2.0.4 April 29, 2018

  • Added --sampleIndexFilename and --pathogenIndexFilename to proteins-to-pathogens.py. These cause the writing of files containing lines with an integer index, a space, then a sample or pathogen name. These can be later used to identify the de-duplicated reads files for a given sample or pathogen name.

2.0.3 April 28, 2018

  • Added number of identical and positive amino acid matches to BLAST and DIAMOND hsps.

2.0.2 April 23, 2018

  • The protein grouper now de-duplicates read by id, not sequence.

2.0.1 April 23, 2018

  • Fixed HTML tiny formatting error in toHTML method of ProteinGrouper in dark/proteins.py.

2.0.0 April 17, 2018

  • The --indices option to filter-fasta.py was changed to accept a string range (like 10-20,25-30,51,60) instead of a list of single integers.
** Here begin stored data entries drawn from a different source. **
PR #915, opened 2026-08-18
feat(login): offer a passkey after password registration

bastionstack:
## Summary

- The default login flow gains a `passkey-upsell` step. `register-password` submits into it instead of to `done`, and it offers `passkey_register` with `skip` beside it — both terminal. Registration no longer ends the moment a password is set.
- New projects get it at seed time (`internal/service/project.go` `createDefaultLoginFlowDefinitions`). Existing projects keep whatever flow definition is already in their database; there is no migration, and a tenant can edit theirs.
- The copy and the mock's state machine have carried this chain since #116 — `packages/components/src/orchestrator/locales/en.ts` documents `register → register-password → passkey-upsell → done` and defines all six strings, and `@zitadel/api-mock` already had the state. Only the flow definition never caught up.
- `@zitadel/testing`'s `registerWithPassword` now clears the offer, so callers land on their signed-in surface. The two suites that carried their own skip handling after it drop it — the two race each other.
- Split out of #913 (the login rebuild) so the behaviour change is reviewed on its own rather than inside a visual diff.

## Validation

- `moon run api-mock:typecheck api-mock:test config:test testing:test`
- `go test -tags postgres_integration -run 'TestCreateProjectProvisionsDefaultLoginFlow|TestPostCreateUserPasskeyUpsell' ./internal/api/integration_test/...`
- `node scripts/check-changesets-status.mjs`
- Not run: the upsell step has not been driven in a browser (see Notes).

## Release notes / changeset

- Changeset: `.changeset/passkey-upsell-step.md` — the default flow offers a passkey after password registration (`@zitadel/config`, `@zitadel/server` — the flow JSON is embedded into the server binary via `packages/config/defaults/defaults.go`).
- Changeset: `.changeset/testkit-absorbs-passkey-upsell.md` — `registerWithPassword` clears the offer (`@zitadel/testing`).

## Notes

- **Draft: the step has no browser-level coverage.** The server contract is proven end to end — `TestPostCreateUserPasskeyUpsell` drives a real WebAuthn ceremony with `virtualwebauthn` from this step and asserts a credential row lands, and the skip branch terminates cleanly. But no browser test takes the passkey *from the upsell screen*: `registerWithPasskey` enrols on the `register` step and never reaches it, and `registerWithPassword` is the helper that skips it. Worth adding before this leaves draft.
- Two design questions from the frame are unresolved: it shows no trustmark although attribution is injected on every step, and its copy ("Setup passkey", "With Face ID, Touch ID, or PIN.") differs from the locale strings ("Set up passkey", "Sign in with Face ID…"). The locale strings ship today.
- `packages/api-mock/package.json` declares `vitest` and `@vitest/browser`, without which `api-mock:typecheck` fails on any PR that makes the package affected. The same two lines are in #913; whichever merges second drops them on rebase.

### DIFF
--- a/.changeset/passkey-upsell-step.md
+++ b/.changeset/passkey-upsell-step.md
@@ -1,0 +1,6 @@
+---
+"@zitadel/config": minor
+"@zitadel/server": minor
+---
+
+The default login flow gains a `passkey-upsell` step between `register-password` and `done`. A user who has just set a password is offered a passkey (`passkey_register`) with a `skip` action beside it, so registration no longer ends on the password step. The copy already existed in the orchestrator's locales; only the flow definition was missing it. Tenants running an ejected flow definition are unaffected — the step is added to `defaults/default-login.json`, not injected at runtime — and `@zitadel/api-mock` mirrors it.
--- a/.changeset/testkit-absorbs-passkey-upsell.md
+++ b/.changeset/testkit-absorbs-passkey-upsell.md
@@ -1,0 +1,5 @@
+---
+"@zitadel/testing": minor
+---
+
+`registerWithPassword` now clears the passkey upsell the default flow shows after a password is set, so a caller still lands on their signed-in surface rather than on an intermediate step. Suites that added their own skip handling after `registerWithPassword` should drop it — the two race each other. A flow that routes `register-password` straight to `done` is unaffected: the helper only clicks a `skip` action that is actually rendered, and never waits for one.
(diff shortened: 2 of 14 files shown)


bastionstack:
Superseded by #1067, which carries the same change plus the scaffold update the social-login drift test now requires.

This branch had fallen behind both main and its own remote, so it was replayed onto current main rather than merged forward.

It is renamed to --keepSequences and is also now 1-based not 0-based, like its friends --keepSites.
  • --removeSequences was added as an option to filter-fasta.py.
  • The options --keepIndices, --keepIndicesFile, --removeIndices, and removeIndicesFile to filter-fasta.py are now named --keepSites, --keepSitesFile, --removeSites, and removeSitesFile though the old names are still supported for now.
  • The indicesMatching methods of Reads is renamed to sitesMatching.
  • removeSequences was added to read filtering in ReadFilter and as a --removeSequences option to filter-fasta.py.